Project IP: Upon full payment, the Client receives ownership of bespoke Deliverables created specifically for the Client under a SOW, excluding SOTAStack's pre-existing IP and general-purpose components.
Licence: SOTAStack grants the Client a perpetual, non-exclusive licence to use any SOTAStack pre-existing IP embedded in the Deliverables, solely for the Client's internal business purposes.
7. Confidentiality
Both parties agree to keep Confidential Information strictly confidential and not disclose it to third parties without prior written consent. This obligation survives termination for a period of 3 years. Confidential Information does not include information that is publicly available, independently developed, or rightfully received from a third party.
8. Data Protection
We handle all personal information in accordance with the Privacy Act 1988 (Cth) and the Australian Privacy Principles. Our Privacy Policy sets out how we collect, use, and protect personal information. Where we process data on your behalf, we will do so only in accordance with your lawful instructions.
9. Warranties and Disclaimers
We warrant that Services will be performed with reasonable care and skill by appropriately qualified personnel. To the maximum extent permitted by law:
- AI model outputs are probabilistic in nature and we do not guarantee specific accuracy, outcomes, or results
- Services are provided "as is" and we disclaim all implied warranties except those that cannot be excluded under the Australian Consumer Law
- We do not warrant uninterrupted or error-free operation of any deployed systems
10. Limitation of Liability
To the maximum extent permitted by law, our total aggregate liability under this Agreement shall not exceed the total fees paid by the Client in the 12 months preceding the claim. Neither party shall be liable for indirect, consequential, incidental, or punitive damages, including loss of profits, data, or business opportunity. Nothing in these Terms limits liability for fraud, wilful misconduct, or death or personal injury caused by negligence.
11. Indemnification
The Client agrees to indemnify and hold SOTAStack harmless from any claims, losses, or damages arising from: (a) the Client's use of Deliverables in a manner not contemplated by the Agreement; (b) data provided by the Client that infringes third-party rights; or (c) the Client's breach of these Terms.
12. Termination
- Either party may terminate the Agreement by providing 30 days' written notice
- Either party may terminate immediately if the other party materially breaches the Agreement and fails to remedy within 14 days of written notice
- Upon termination, the Client shall pay for all Services performed and expenses incurred up to the termination date
- Sections on IP, Confidentiality, Limitation of Liability, and Indemnification survive termination
13. Dispute Resolution
In the event of a dispute, the parties agree to the following escalation process:
- Negotiation: The parties will first attempt to resolve the dispute through good-faith negotiation within 14 days
- Mediation: If negotiation fails, the dispute will be referred to mediation administered by the Resolution Institute under its mediation rules
- Litigation: If mediation fails, either party may commence proceedings in the courts of Victoria, Australia
14. General Provisions
- Governing Law: This Agreement is governed by the laws of the State of Victoria, Australia. The parties submit to the exclusive jurisdiction of the courts of Victoria.
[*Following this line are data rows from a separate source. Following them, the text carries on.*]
PR #20047, opened 2020-02-05
Set includeantruntime in Ant smoke tests

dreis2211:
Hi,

this PR is an attempt to get rid of a warning inside `spring-boot-smoke-test-ant`:

```
compile:
    [javac] /path/to/spring-boot-smoke-test-ant/build.xml:32: warning: 'includeantruntime' was not set, defaulting to build.sysclasspath=last; set to false for repeatable builds
```

Cheers,
Christoph


snicoll:
That makes sense and removed the warning for me too. I am not sure what you meant by "an attempt to get rid of a warning" though. 

Thanks again!

dreis2211:
I'm writing defensively. I've seen the "works on my machine" too often and then it doesn't work on the actual build machine. In this case probably not needed, though. Will be more clear in the future.

Issue #20024, opened 2020-02-03
Unlike all other Maven properties, spring-boot.run.arguments on the command line takes precedence over the pom


rawfg:
**Description:** the `spring-boot.run.jvmArguments` does not take precedence over the `< systemPropertyVariables>` map when there is a `<jvmArguments>` section defined for the `spring-boot-maven-plugin`.

**Documented behavior:**
According to the https://docs.spring.io/spring-boot/docs/current/maven-plugin/examples/run-system-properties.html when the `spring-boot.run.jvmArguments` parameter is provided for the `spring-boot:run` command the parameter takes precedence and overwrites the system properties defined within the `<systemPropertyVariables>` XML configuration. I would expect that the presence of the `jvmArguments` section does not influence the documented behavior.

**Steps to reproduce:**
There is a sample application which demonstrates non-documented (faulty?) behavior located at https://github.com/rawfg/maven-jvmargs.

1. The sample application prints the system properties starting with the `xyz` and by default there are [two system properties](https://github.com/rawfg/maven-jvmargs/blob/master/pom.xml#L45-L50) configured: one comes from the `<jvmArguments>` section and the other one comes from the `< systemPropertyVariables>` section.

2. When the application is run from the command line via the command:
```bash
mvn spring-boot:run -Dspring-boot.run.jvmArguments="-Dxyz.MavenSystemProperty='cmd-system-property'" 
``` 
the output is (system properties configured in the pom.xml):
```bash
xyz.MavenSystemProperty=maven-system-property
xyz.MavenJvmProperty=maven-jvm-property
```

3. When the [`<jvmArguments>` section](https://github.com/rawfg/maven-jvmargs/blob/master/pom.xml#L46) is commented out the application behaves as it was documented, so running the command:
```bash
mvn spring-boot:run -Dspring-boot.run.jvmArguments="-Dxyz.MavenSystemProperty='cmd-system-property'" 
```
results in the output:
```bash
xyz.MavenSystemProperty=cmd-system-property
```
4. I tested it with the Spring Boot version `2.2.4` but I've downgraded to the `2.1.7` version and I observed the same outcome.

**Expected behavior:**
- `-Dspring-boot.run.jvmArguments` always works as documented (step 3) or
- the exception is documented in the https://docs.spring.io/spring-boot/docs/current/maven-plugin/examples/run-system-properties.html

scottfrederick:
[...]

PR #20058, opened 2020-02-07
Include licence and notice files in shipped jars

### LINKED ISSUE #15643: Include licence files in shipped jars
@mp911de noticed that we don't include license/notice files inside our JARs whereas Spring Framework does. We do have copyright on each file and a license in our POM but we should consider if we also want to include it in the shipped JARs.

dreis2211:
Hi,

this PR includes the `LICENSE.txt` file in the `META-INF` directory when a jar is built. This should fix #15643 .

Let me know what you think.
Cheers,
Christoph

### DIFF
--- a/buildSrc/src/main/java/org/springframework/boot/build/ConventionsPlugin.java
+++ b/buildSrc/src/main/java/org/springframework/boot/build/ConventionsPlugin.java
@@ -16,6 +16,7 @@
 
 package org.springframework.boot.build;
 
+import java.io.File;
 import java.io.IOException;
 import java.io.InputStream;
 import java.io.InputStreamReader;
@@ -51,6 +52,7 @@ import org.gradle.api.publish.maven.MavenPomScm;
 import org.gradle.api.publish.maven.MavenPublication;
 import org.gradle.api.publish.maven.plugins.MavenPublishPlugin;
 import org.gradle.api.publish.tasks.GenerateModuleMetadata;
+import org.gradle.api.resources.TextResourceFactory;
 import org.gradle.api.tasks.bundling.Jar;
 import org.gradle.api.tasks.compile.JavaCompile;
 import org.gradle.api.tasks.javadoc.Javadoc;
@@ -163,8 +165,9 @@ public class ConventionsPlugin implements Plugin<Project> {
 			String noticeContent = FileCopyUtils.copyToString(new InputStreamReader(notice, StandardCharsets.UTF_8))
 					.replace("${version}", project.getVersion().toString())
 					.replace("${currentYear}", Integer.toString(Year.now().getValue()));
-			metaInf.from(project.getResources().getText().fromString(noticeContent),
-					(noticeFile) -> noticeFile.rename((name) -> "NOTICE.txt"));
+			TextResourceFactory resourceFactory = project.getResources().getText();
+			File file = createLegalFile(resourceFactory.fromString(noticeContent).asFile(), "NOTICE.txt");
+			metaInf.from(file);
 		}
 		catch (IOException ex) {
 			throw new GradleException("Failed to copy NOTICE.txt", ex);
@@ -174,12 +177,19 @@ public class ConventionsPlugin implements Plugin<Project> {
 	private void copyLicenseFile(Project project, CopySpec metaInf) {
 		URL license = getClass().getClassLoader().getResource("LICENSE.txt");
 		try {
-			metaInf.from(project.getResources().getText().fromUri(license.toURI()),
-					(licenseFile) -> licenseFile.rename((name) -> "LICENSE.txt"));
+			TextResourceFactory resourceFactory = project.getResources().getText();
+			File file = createLegalFile(resourceFactory.fromUri(license.toURI()).asFile(), "LICENSE.txt");
+			metaInf.from(file);
 		}
 		catch (URISyntaxException ex) {
 			throw new GradleException("Failed to copy LICENSE.txt", ex);
 		}
+	}
+
+	private File createLegalFile(File source, String filename) {
+		File legalFile = new File(source.getParentFile(), filename);
+		source.renameTo(legalFile);
+		return legalFile;
 	}
 
 	private void configureSpringJavaFormat(Project project) {
--- a/buildSrc/src/main/java/org/springframework/boot/build/ConventionsPlugin.java
+++ b/buildSrc/src/main/java/org/springframework/boot/build/ConventionsPlugin.java
@@ -16,6 +16,13 @@
 
 package org.springframework.boot.build;
 
+import java.io.IOException;
+import java.io.InputStream;
+import java.io.InputStreamReader;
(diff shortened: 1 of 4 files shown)


buildSrc/src/main/java/org/springframework/boot/build/ConventionsPlugin.java
```diff
@@ -127,6 +127,7 @@ private void applyJavaConventions(Project project) {
 			});
 			project.getTasks().withType(Jar.class, (jar) -> {
 				project.afterEvaluate((evaluated) -> {
+					jar.metaInf((metaInf) -> metaInf.from(project.getRootProject().file("LICENSE.txt")));
```
snicoll: I am not sure if we want to ship our license or something a bit more complete as the one [Spring Framework use](https://github.com/spring-projects/spring-framework/blob/master/src/docs/dist/license.txt).

dreis2211: Let me know if I can help with something. Seems to be outside of my control at the moment, though!?

dreis2211:
I've added a test, @snicoll . Deciding what LICENSE.txt and/or if a notice.txt should be added, seems to outside of my hands at the moment, but I'm happy to add anything after you made a decision.

snicoll:
Thanks Christoph. I've added this one for team attention so that we figure it out during our next meeting.

buildSrc/src/main/java/org/springframework/boot/build/ConventionsPlugin.java
wilkinsona: I don't think the Framework one matches our needs as it includes information about CGLib and ASM which Framework jarjars. The file in the root of the repo looks like a better fit to me for most of our modules at least. We may need to do something different for `spring-boot-configuration-processor` as it shades some JSON stuff.

snicoll: > I don't think the Framework one matches our needs as it includes information about CGLib and ASM which Framework jarjars. 

I didn't literally mean that file but more something with more details than just our license. I was actually referring [to the bottom of the file](https://github.com/spring-projects/spring-boot/issues/20024#issuecomment-585151961). Not feeling strongly about it though.

wilkinsona:
We discussed this today and concluded that:

- We should include a `LICENSE.txt` file in the deployed jars with the same contents as the file in the root of the repo
- Rather than using the file in the root of the repo, we'd like to use a file in `src/main/resources` of the `buildSrc` plugins.
- We should include a `NOTICE.txt` file in the deployed jars. The file should have the following contents:
```
Spring Boot ${version}
Copyright (c) 2012-${currentYear} Pivotal, Inc.

This product is licensed to you under the Apache License, Version 2.0
(the "License"). You may not use this product except in compliance with
the License.
```

@dreis2211 If the offer still stands, would you like to update this PR to reflect the above?

dreis2211:
Sure, @wilkinsona . Give me a minute or two.

dreis2211:
Okay it was an hour, but it should be done now. Let me know if this is what you had in mind.

BTW: I have a bit of trouble to run the tests in `buildSrc` from IDEA which makes it quite a bit harder to debug them. Is there any trick to it?

wilkinsona:
> BTW: I have a bit of trouble to run the tests in buildSrc from IDEA which makes it quite a bit harder to debug them. Is there any trick to it?

Sorry, I'm not sure how IDEA handle's `buildSrc`. In Eclipse, I've just imported it alongside all the other modules and can then run its tests as usual.

buildSrc/src/main/java/org/springframework/boot/build/ConventionsPlugin.java
```diff
@@ -141,6 +152,36 @@ private void applyJavaConventions(Project project) {
...
+		copyLicenseFile(project, metaInf);
+	}
+
+	private void copyNoticeFile(Project project, CopySpec metaInf) {
+		try {
+			InputStream notice = getClass().getClassLoader().getResourceAsStream("NOTICE.txt");
+			String noticeContent = FileCopyUtils.copyToString(new InputStreamReader(notice, StandardCharsets.UTF_8))
+					.replace("${version}", project.getVersion().toString())
+					.replace("${currentYear}", Integer.toString(Year.now().getValue()));
+			metaInf.from(project.getResources().getText().fromString(noticeContent),
```
wilkinsona: I think this'll break up-to-date checking for the jar. Creating a text resource from a string results in the creation of a temporary file with a random name. As that random name varies from build-to-build, the jar tasks will never be considered up-to-date as it'll look like its inputs have changed.

We had this problem when adding the classpath index support to `BootJar`. The solution was to get the text resource's file and rename it before adding it to the copy spec rather than as part of the spec.

snicoll:
No problem here either but I am on `2020.1 EAP`. As long as you delegate to Gradle, it should just work(tm).

buildSrc/src/main/java/org/springframework/boot/build/ConventionsPlugin.java
dreis2211: I will take a look how it was done there and report back

wilkinsona: Thanks. I should have linked to the relevant code earlier. It is the following:

https://github.com/spring-projects/spring-boot/blob/16111f126e707fb5064bab6150df7a77f54850ee/spring-boot-project/spring-boot-tools/spring-boot-gradle-plugin/src/main/java/org/springframework/boot/gradle/tasks/bundling/BootJar.java#L113-L119

This will result in a `NOTICE.txt` and `LICENSE.txt` file beneath each project's `build` directory. An alternative could be to access the files in `buildSrc/src/main/resources` directly from the filesystem.

dreis2211: I tried that and that didn't work. Will take a look again.

dreis2211: After the latest changes I get the following:
```
 ./gradlew :spring-boot-project:spring-boot-properties-migrator:jar

BUILD SUCCESSFUL in 1s
9 actionable tasks: 9 up-to-date
```

Previously, I got the following:
```
 ./gradlew :spring-boot-project:spring-boot-properties-migrator:jar

BUILD SUCCESSFUL in 1s
9 actionable tasks: 2 executed, 7 up-to-date
```

Thanks for the good catch, @wilkinsona

wilkinsona:
It's just occurred to me that the suggestion to use ${currentYear} was a bad one as it'll break the repeatability of the build. We should probably just hardcode it and update as needed. We can make that amendment as part of merging.

wilkinsona:
Thanks very much, @dreis2211.

dreis2211:
Thanks for the proper review, @wilkinsona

- Force Majeure: Neither party is liable for delays caused by events beyond reasonable control.
- Entire Agreement: These Terms and any SOW constitute the entire agreement between the parties.
- Severability: If any provision is held invalid, the remaining provisions continue in full force.
- Assignment: Neither party may assign this Agreement without prior written consent.
- Waiver: Failure to enforce any term does not constitute a waiver.
- Notices: All notices must be in writing and sent to the addresses specified in the SOW or to the contact details above.